The problem ▸ Please print only the top portion of the entries below, ending with the line that contains "LCP, INP, CLS", exactly as written.

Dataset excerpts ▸
PR #555, opened 2026-09-07
feat(web): the five numbers a page is judged on, read from the browser

### LINKED ISSUE #510: web: web vitals, measured and reported
LCP, INP, CLS and TTFB are what a real application is judged on, and uf ships no way to read them.

**Done**: an opt-in collector in `@uniflowed/web` that reports the four through `PerformanceObserver`, an endpoint contract for sending them somewhere (rather than an integration with an analytics company), and `uf dev` printing them for the page being developed — which is the half a third-party service cannot give you, because it is about the change you just made.

Part of #488.

ubugeeei:
LCP, CLS, INP, TTFB and FCP, read straight out of the browser's own
`PerformanceObserver` in `@uniflowed/web`, plus the endpoint contract for
sending them somewhere that is not an analytics company.

## The API

```js
import { collectVitals, useVitals, vitalsBeacon } from "@uniflowed/web";

// Imperative: returns a function that stops collecting.
collectVitals({
  report: (vital) => {
    console.log(vital.name, vital.value, vital.rating);
    // LCP 1840 good
  },
});

// From a root layout. Same thing, tied to a mount.
export component Layout(children: React.Node) {
  useVitals((vital) => console.log(vital));
  return <>{children}</>;
}

// Post them to a path on your own origin.
collectVitals({ report: vitalsBeacon("/api/vitals") });
```

```js
// app/api/vitals/_uf.route.js
export async function POST(request: Request): Promise<Response> {
  const report = await request.json();
  // { url: "https://example.com/pricing", vitals: [ … ] }
  return new Response(null, { status: 204 });
}
```

Each metric arrives once, when it is final:

```js
{ name: "LCP", value: 1840, rating: "good", navigationType: "navigate" }
```

New exports: `collectVitals`, `useVitals`, `vitalsBeacon`, `VITALS_ENDPOINT`,
and the types `Vital`, `VitalName`, `VitalsReporter`, `VitalsReport`, `Rating`,
`NavigationType`, `CollectOptions`. New subpath `@uniflowed/web/vitals`.

## What leaves the machine by default

**Nothing.**

- Importing `@uniflowed/web` or `@uniflowed/web/vitals` does nothing at all —
  no top-level side effect, no listener, no connection, nothing for a bundler
  to keep.
- `collectVitals` calls the function you gave it. That is the entire effect.
- `vitalsBeacon` has to be constructed by the project, and takes a **path**
  rather than a URL, so it cannot be aimed at another origin by accident.
- The default path is `/__uf/vitals`, same-origin, and nothing serves it unless
  the project chooses to. There is no uf endpoint, no third party, and no
  analytics integration to switch off.

## Design notes

**Direct reads, not a vendored `web-vitals`.** The corrections that turn a raw
entry stream into a number anybody quotes are implemented rather than
approximated: CLS is the worst five-second session window (1s gap, 5s span)
rather than a sum, INP groups events by `interactionId` and steps one place
down the ten longest for every fifty interactions, and `activationStart` is
subtracted at the moment a metric is *reported* rather than when its entry
arrived — because that field is zero until a prerendered page is activated.

**Documented differences from `web-vitals`** (`docs/app/guide/vitals`): one set
of metrics per page load rather than re-arming on a bfcache restore; no
attribution build; no `delta`; prerendering corrected rather than deferred; and
where `performance.interactionCount` is missing, the observed interaction count
is the denominator, which biases INP towards the slowest interaction rather
than away from it.

**Absent, never zero.** A metric whose entry type the browser does not serve is
not reported. Zero is the best possible score for three of these five, so
reporting it for "no idea" makes a site's worst pages look like its best ones,
and it looks like good news. CLS *is* reported as zero when `layout-shift` was
served and nothing moved — that is a measurement. INP is not reported when
nobody interacted — there is nothing that could have been slow.

**The gate is `supportedEntryTypes`, never `typeof PerformanceObserver`.** Node
has had a `PerformanceObserver` for years and serves none of these entry types,
so the obvious guard passes during a server render and then measures nothing.
Asking the constructor which types it serves answers "is there a browser", "is
it too old" and "is this a test host that borrowed Node's constructor" in one
expression — which is also why the "reports nothing" tests need no stubbing at
all: `uf test` runs on exactly that host.

**SSR-safe.** All three entry points return without doing anything where there
is no document, and none of them throws. uf prerenders every static route, so
each runs with no browser on every build.

**More than one report per page load.** Metrics become final at different
moments and the beacon coalesces across a microtask instead of holding
everything until the page is hidden. Batching to one request would have made
the whole thing depend on which page-hide listener the browser called first —
the collector's, which produces the last three metrics, or the beacon's, which
sends them — and that ordering is not something either side can state.

## The `crates/` diff I could not apply

`crates/uf_lib/src/registry.rs` mirrors every package's entry-point export list
and `the_registry_names_exactly_what_each_package_exports` compares the two.
This PR adds four values to `packages/web/index.js`, so that test will fail
until this is applied. I could not edit `crates/`.

```diff
--- a/crates/uf_lib/src/registry.rs
+++ b/crates/uf_lib/src/registry.rs
@@ -434,10 +434,13 @@
         NativeModule::new(
             "@uniflowed/web",
             NativeModuleKind::Framework,
             Stability::Experimental,
             &[
                 "Announcer",
                 "Font",
                 "Image",
                 "Layout",
                 "Page",
                 "Picture",
                 "SkipLink",
                 "Time",
+                "VITALS_ENDPOINT",
+                "collectVitals",
                 "relative",
                 "useCookie",
                 "useHead",
+                "useVitals",
+                "vitalsBeacon",
             ],
         ),
```

That is the full sorted list, for reference:

```
Announcer, Font, Image, Layout, Page, Picture, SkipLink, Time,
VITALS_ENDPOINT, collectVitals, relative, useCookie, useHead, useVitals,
vitalsBeacon
```

Types are deliberately not in it, per that file's own rule.

## Not in this PR

**`uf dev` does not answer `/__uf/vitals`.** That is the third bullet of the
issue and it is the half a third-party service cannot give you, so it is worth
being explicit rather than quiet: the browser half of the contract is finished
and the receiver is not. It belongs to the dev server, which is `crates/`, and
the path is deliberately in the namespace the dev server already owns —
`/__uf/`, beside `@uniflowed/hmr`'s update stream, and unreachable by any route
a project writes because an `app/` directory beginning with `_` is not a route.
`docs/app/guide/vitals` says so and gives `console.log` as the interim answer.

The receiver is now a small, fully specified job: accept `POST /__uf/vitals`
with a `{ url, vitals: [{ name, value, rating, navigationType }] }` body and
print each metric with its rating beside the reload that produced it.

Worth separate issues:

- The dev-server receiver and the terminal print, above.
- **Attribution.** `web-vitals` has a second build that names the LCP element,
  the shifts that made up the CLS and the target of the slowest interaction.
  For a number you are reading about your own page, that is the actionable
  half, and it is missing. It needs a way to put a DOM node in a JSON payload,
  which is a design decision rather than an omission.
- **bfcache restores.** A restore is a second page view inside one document and
  neither `Vital` nor `VitalsReport` can say which view a number belongs to.
  Adding that is a change to the endpoint contract, not to the collector.

## Verification

Run from the worktree, with the pre-built binary.

```
$ uf fmt --check

$ uf lint
  files checked  380
  errors         0
  warnings       14
! 14 warnings

$ uf test tests/library
✓ 1993 passed, 0 failed, 1 skipped in 35.84s

$ uf test tests/library/web-vitals.test.js
✓ 42 passed, 0 failed in 1.46s
```

Baselines taken on the untouched tree before any change:

| | before | after |
| --- | --- | --- |
| `uf test tests/library` | 1951 passed, 0 failed, 1 skipped | 1993 passed, 0 failed, 1 skipped |
| `uf lint` | 0 errors, 14 warnings | 0 errors, 14 warnings |
| `uf fmt --check` | clean | clean |
| `uf check` | 1883 errors | **1883 errors** |

`uf check` is unchanged, and `uf check 2>&1 | grep -i vitals` matches nothing —
neither of the new files contributes an error. (One intermediate run reported
1886; those three were mine, all fixed: a `(expr: Type)` cast that should be
`expr as Type`, and an exact-object prop mismatch in a test component.)

The 42 new tests are in `tests/library/web-vitals.test.js`. The ones that carry
the most weight:

- `a browser without the entry type reports nothing rather than zero` — run
  against Node's real `PerformanceObserver`, with nothing stubbed.
- `reports a zero cls when the browser measured no shift at all` — the other
  side of that rule.
- `reports the worst run of shifts rather than their total` and `ends a run
  after five seconds even with no gap in it` — the two halves of the session
  window.
- `steps down from the slowest once a page has had fifty interactions` — the
  INP percentile, which a maximum would pass and a sum would not.
- `reads the activation at the moment it reports, not when the entry arrived` —
  the prerender correction, which is wrong in a way that looks right if applied
  when the entry lands.
- `reports nothing at all once it has been stopped` — the `StrictMode`
  double-mount guard.
- `falls back to a keepalive post when the beacon queue refuses the report`.

`docs/app/guide/vitals` was built with `uf build` in `docs/` — the page renders
and is in the sitemap.

Closes #510.

---
<a href="https://app.blacksmith.sh/ubugeeei-prod/codesmith/uf/pr/555"><picture><source media="(prefers-color-scheme: dark)" srcset="https://pr-comments-assets.blacksmith.sh/codesmith/view-with-codesmith-dark-v2.svg"><source media="(prefers-color-scheme: light)" srcset="https://pr-comments-assets.blacksmith.sh/codesmith/view-with-codesmith-light-v2.svg">View with [code]smith</picture></a> <a href="https://backend.blacksmith.sh/track/enable-autofix?expires=1791371906&installation_model_id=422833&pr_number=555&repository=ubugeeei-prod%2Fuf&return_to=https%3A%2F%2Fgithub.com%2Fubugeeei-prod%2Fuf%2Fpull%2F555&signature=c232a4ae211d8bc85b1b504bea561e86b62bfbbbc82e5800a504a9e145927532"><picture><source media="(prefers-color-scheme: dark)" srcset="https://pr-comments-assets.blacksmith.sh/codesmith/autofix-with-codesmith-dark.svg"><source media="(prefers-color-scheme: light)" srcset="https://pr-comments-assets.blacksmith.sh/codesmith/autofix-with-codesmith-light.svg">Autofix with [code]smith</picture></a>


ubugeeei:
Applied the `crates/uf_lib/src/registry.rs` edit you flagged — four names in ASCII-sorted position, `cargo test -p uf_lib --lib` 9 passed. Auto-merge is armed.

Filed your first follow-up as part of the record: the dev-server receiver for `/__uf/vitals` is the remaining half and it is a `crates/` job, so it was correctly out of your scope.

Problem solution ▸
PR #555, opened 2026-09-07
feat(web): the five numbers a page is judged on, read from the browser

### LINKED ISSUE #510: web: web vitals, measured and reported
LCP, INP, CLS and TTFB are what a real application is judged on, and uf ships no way to read them.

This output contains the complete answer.